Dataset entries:
= = = = = = =
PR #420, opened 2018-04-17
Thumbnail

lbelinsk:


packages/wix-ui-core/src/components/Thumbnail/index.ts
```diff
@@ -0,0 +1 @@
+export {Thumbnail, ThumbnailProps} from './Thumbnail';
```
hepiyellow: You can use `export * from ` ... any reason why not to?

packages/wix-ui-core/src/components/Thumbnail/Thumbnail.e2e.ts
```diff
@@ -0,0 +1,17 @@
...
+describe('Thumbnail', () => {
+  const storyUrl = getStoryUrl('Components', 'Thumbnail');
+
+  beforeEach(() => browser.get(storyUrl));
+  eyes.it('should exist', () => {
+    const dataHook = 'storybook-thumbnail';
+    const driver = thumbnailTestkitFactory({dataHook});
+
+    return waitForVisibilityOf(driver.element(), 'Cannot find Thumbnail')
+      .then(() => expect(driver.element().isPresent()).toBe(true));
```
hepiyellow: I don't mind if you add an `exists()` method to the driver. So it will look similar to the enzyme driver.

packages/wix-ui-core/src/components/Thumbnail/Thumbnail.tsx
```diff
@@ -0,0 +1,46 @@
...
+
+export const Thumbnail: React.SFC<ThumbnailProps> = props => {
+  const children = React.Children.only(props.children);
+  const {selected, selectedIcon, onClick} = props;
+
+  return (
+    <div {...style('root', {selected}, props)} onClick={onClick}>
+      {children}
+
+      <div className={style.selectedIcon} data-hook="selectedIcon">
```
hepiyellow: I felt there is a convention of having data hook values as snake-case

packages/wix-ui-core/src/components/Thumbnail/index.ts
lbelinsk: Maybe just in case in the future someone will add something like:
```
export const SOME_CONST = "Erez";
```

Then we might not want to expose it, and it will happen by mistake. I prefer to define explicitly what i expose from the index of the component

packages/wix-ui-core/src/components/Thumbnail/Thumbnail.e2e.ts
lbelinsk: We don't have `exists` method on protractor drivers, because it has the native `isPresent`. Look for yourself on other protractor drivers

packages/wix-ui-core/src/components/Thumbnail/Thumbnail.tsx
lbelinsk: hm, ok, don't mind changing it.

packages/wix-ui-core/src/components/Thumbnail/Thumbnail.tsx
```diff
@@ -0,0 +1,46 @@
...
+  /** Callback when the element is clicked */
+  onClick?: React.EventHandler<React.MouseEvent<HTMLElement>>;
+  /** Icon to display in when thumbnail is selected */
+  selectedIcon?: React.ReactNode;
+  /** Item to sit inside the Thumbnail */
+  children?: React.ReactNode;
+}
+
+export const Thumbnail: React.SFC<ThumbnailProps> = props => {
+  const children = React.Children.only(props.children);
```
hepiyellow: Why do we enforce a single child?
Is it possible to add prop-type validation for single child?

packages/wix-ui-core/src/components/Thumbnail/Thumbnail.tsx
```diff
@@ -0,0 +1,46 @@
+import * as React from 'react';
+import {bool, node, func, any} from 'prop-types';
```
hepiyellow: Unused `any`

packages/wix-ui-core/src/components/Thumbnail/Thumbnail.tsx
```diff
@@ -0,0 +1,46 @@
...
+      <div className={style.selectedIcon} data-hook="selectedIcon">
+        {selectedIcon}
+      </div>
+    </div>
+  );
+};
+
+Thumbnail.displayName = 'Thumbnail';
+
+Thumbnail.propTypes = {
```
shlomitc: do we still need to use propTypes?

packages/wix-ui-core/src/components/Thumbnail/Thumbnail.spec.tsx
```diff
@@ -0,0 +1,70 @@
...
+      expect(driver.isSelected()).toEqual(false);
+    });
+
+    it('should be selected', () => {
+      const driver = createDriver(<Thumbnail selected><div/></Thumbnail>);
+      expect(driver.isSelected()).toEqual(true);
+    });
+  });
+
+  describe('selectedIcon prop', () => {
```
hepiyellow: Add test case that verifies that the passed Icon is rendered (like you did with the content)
= = = = = = =
Your assignment:
Could you retype exactly the lines above from the one containing "packages/wix-ui-core/src/components/Thumbnail/Thumbnail.spec.tsx" through the last line of the records, both included, and nothing else?

Your solution:
packages/wix-ui-core/src/components/Thumbnail/Thumbnail.spec.tsx
```diff
@@ -0,0 +1,70 @@
...
+      expect(driver.isSelected()).toEqual(false);
+    });
+
+    it('should be selected', () => {
+      const driver = createDriver(<Thumbnail selected><div/></Thumbnail>);
+      expect(driver.isSelected()).toEqual(true);
+    });
+  });
+
+  describe('selectedIcon prop', () => {
```
hepiyellow: Add test case that verifies that the passed Icon is rendered (like you did with the content)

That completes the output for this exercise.